The Health Clinic Crisis on Main Street

Things have been different at the Tumwater Family Practice Clinic since COVID-19 came. Its patients in Washington state are being triaged over the phone, tested at the curbside, and treated by the doorstep. Many patients, afraid of contracting the disease, do not come in. Revenue for the private practice has plummeted almost 50 percent.

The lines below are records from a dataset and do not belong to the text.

PR #1334, opened 2021-04-29
Issue 1306

javadsamiee:
Minor fix

### DIFF
--- a/src/blocks/button-maxi/edit.js
+++ b/src/blocks/button-maxi/edit.js
@@ -75,8 +75,13 @@ class edit extends MaxiBlock {
 			'maxi-block',
 			'maxi-block--backend',
 			'maxi-button-block',
-			getLastBreakpointAttribute('display', deviceType, attributes) ===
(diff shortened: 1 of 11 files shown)


Alejandro9kgm (approved):

Naaaaiix (commented):
It may fix the issue, but I'm not sure about the implementation. On `getLastBreakpointAttributeGroup`, in the mapping of the line 72, you're iterating on the element `attributes` of the first element selected, not in the attributes of every selected item. That make `getLastBreakpointAttributeGroup` same than `getLastBreakpointAttributeSingle`, so doesn't have any sense.

The main objective of `getLastBreakpointAttributeGroup` is to return a value in case all the blocks share same result. If not, returns null. We need to be really carefully when changing this functions, because they are  the core and we can fix one thing but broke 100 👍

Naaaaiix (approved):

Alejandro9kgm (approved):

PR #1284, opened 2026-01-23
[18.0][FIX] account_invoice_download: fix access right issue when accessing partner form view

alexis-via:
Fix access right issue when accessing partner form view without rights on account.invoice.download.config

Fw port of https://github.com/OCA/edi/pull/1283


arnaudlayec (approved):
Looks good to me

PR #1287, opened 2026-01-30
[16.0][FIX] base_ubl: TaxExemptionReason - use odoo VATEX selection

jbaudoux:
Allow to use odoo standard VATEX exemption reason that should be part of any declared exempt tax, otherwise provide the corresponding exemption reason

Do not provide VAT Party identifiers when the invoice is outside scope of VAT. Add the company registry.

Remove VAT name, it's not part of peppol

In case of non-VAT tax converted to AllowanceCharge, provide the tax description instead of "Miscellaneous"

cc @nicolas-delbovier-acsone @sbejaoui @phschmidt

### DIFF
--- a/account_invoice_ubl/models/account_move.py
+++ b/account_invoice_ubl/models/account_move.py
@@ -307,6 +307,9 @@ class AccountMove(models.Model):
             line_root,
             ns,
             type_="sale",
+            seller=None,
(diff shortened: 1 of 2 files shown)


lmignon (approved):
All this makes sense and works in production

PR #1290, opened 2026-02-10
[17.0][IMP] base_import_pdf_by_template: Use finditer() + groups() to define the value from text

victoralmau:
FWP from 15.0: https://github.com/OCA/edi/pull/1183

Use finditer() + groups() to define the value from text

Please @pedrobaeza and @sergio-teruel can you review it?

@Tecnativa TT56971


pedrobaeza (approved):
The same as 15, so fast-tracking it:

/ocabot merge patch

victoralmau:
Can you try the command again to merge it?

PR #1296, opened 2026-02-17
[17.0][FIX] base_import_pdf_by_template: Avoid the error caused by the wizard's default_model value

victoralmau:
Avoid the error caused by the wizard's default_model value

Example use case:
- Go to Sales > Import records (with template)
- Select a .pdf in the wizard
- Click the Import button

```
if model._fields[field_name].type == "many2one":
    KeyError: 'model'
```

It's already done in v18: https://github.com/OCA/edi/commit/613734ead5405dfb3535c96987217a74478b9532#diff-8bc11e59f7d505f9e63bcb8f45dcbda86d4cf06ff596456bd174697ee8934298R197-R226

Please @pedrobaeza and @cristina-hidalgo-tecnativa can you review it?

@Tecnativa TT61034

### DIFF
--- a/base_import_pdf_by_template/wizards/wizard_base_import_pdf_upload.py
+++ b/base_import_pdf_by_template/wizards/wizard_base_import_pdf_upload.py
@@ -215,7 +215,10 @@ class WizardBaseImportPdfUploadLine(models.TransientModel):
             if key.startswith("default_") and key != "default_fetchmail_server_id":
                 field_name = key.replace("default_", "")
                 field_value = ctx[key]
-                if model._fields[field_name].type == "many2one":
+                if (
+                    field_name in model._fields
+                    and model._fields[field_name].type == "many2one"
+                ):
                     field_value = model[field_name].browse(field_value)
                 try:
                     setattr(model_form, field_name, field_value)


pedrobaeza (approved):
As preventive measure, but the template won't work correctly until fixed. Shouldn't a `UserError` should be raised instead telling about that?

victoralmau:
I don't quite understand the UserError you want to display. 
It's something that shouldn't happen regardless of how the template is set. In this case, the template is correct, but when you open the wizard to add files, default_model=xxx (sale.order, for example) is added to context, and we most likely won't need that default (because the model field doesn't exist in sale.order). That's why this change is added.

pedrobaeza:
Ah, OK, I misunderstood the patch. Then what you have to do is to clean context (there's a method for that), not to ignore possible errors in the definition of the template.

victoralmau:
> Ah, OK, I misunderstood the patch. Then what you have to do is to clean context (there's a method for that), not to ignore possible errors in the definition of the template.

I don't think it's right (quite the opposite, in fact) to clear the context, because there will be situations where you want to use the context (for example, when using the wizard from the Customer Invoices or Supplier Invoices menu).

pedrobaeza:
OK then. I was thinking in migrations where a field put in the template has disappeared, and a way to notify the user, but that can be other improvement.

victoralmau:
> OK then. I was thinking in migrations where a field put in the template has disappeared, and a way to notify the user, but that can be other improvement.

Exactly, that would be another improvement. In any case, it is important to remember https://github.com/OCA/edi/pull/1296#issuecomment-3914107998 (even if no error is visible, it is reflected internally).

cristina-hidalgo-tecnativa (approved):

PR #1300, opened 2026-02-23
[16.0][FIX] account_invoice_import: do not use `taxes` and `account` of `import_config` over ones in `lines`

arnaudlayec:
**Issue description**
When passing the `parsed_inv` of an invoice with `taxes` in defined `lines`, the value of line's `taxes` are replaced by the ones of `import_config`.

When it came time for Jennifer Tyler, Tumwater’s clinic administrator, to lay off half her staff, she was “as ready as someone could be.” Tyler hadn’t slept all weekend—Tumwater’s biggest expense is payroll. As Tyler drove past a local high school, now deserted, on her way to the office, she thought about her staff’s families—unemployed husbands, furloughed older daughters, frustrated school-age sons. “It would have been one thing if [staff] weren’t doing their jobs,” Tyler said, but “we fired them only because we couldn’t pay them. It doesn’t seem fair.”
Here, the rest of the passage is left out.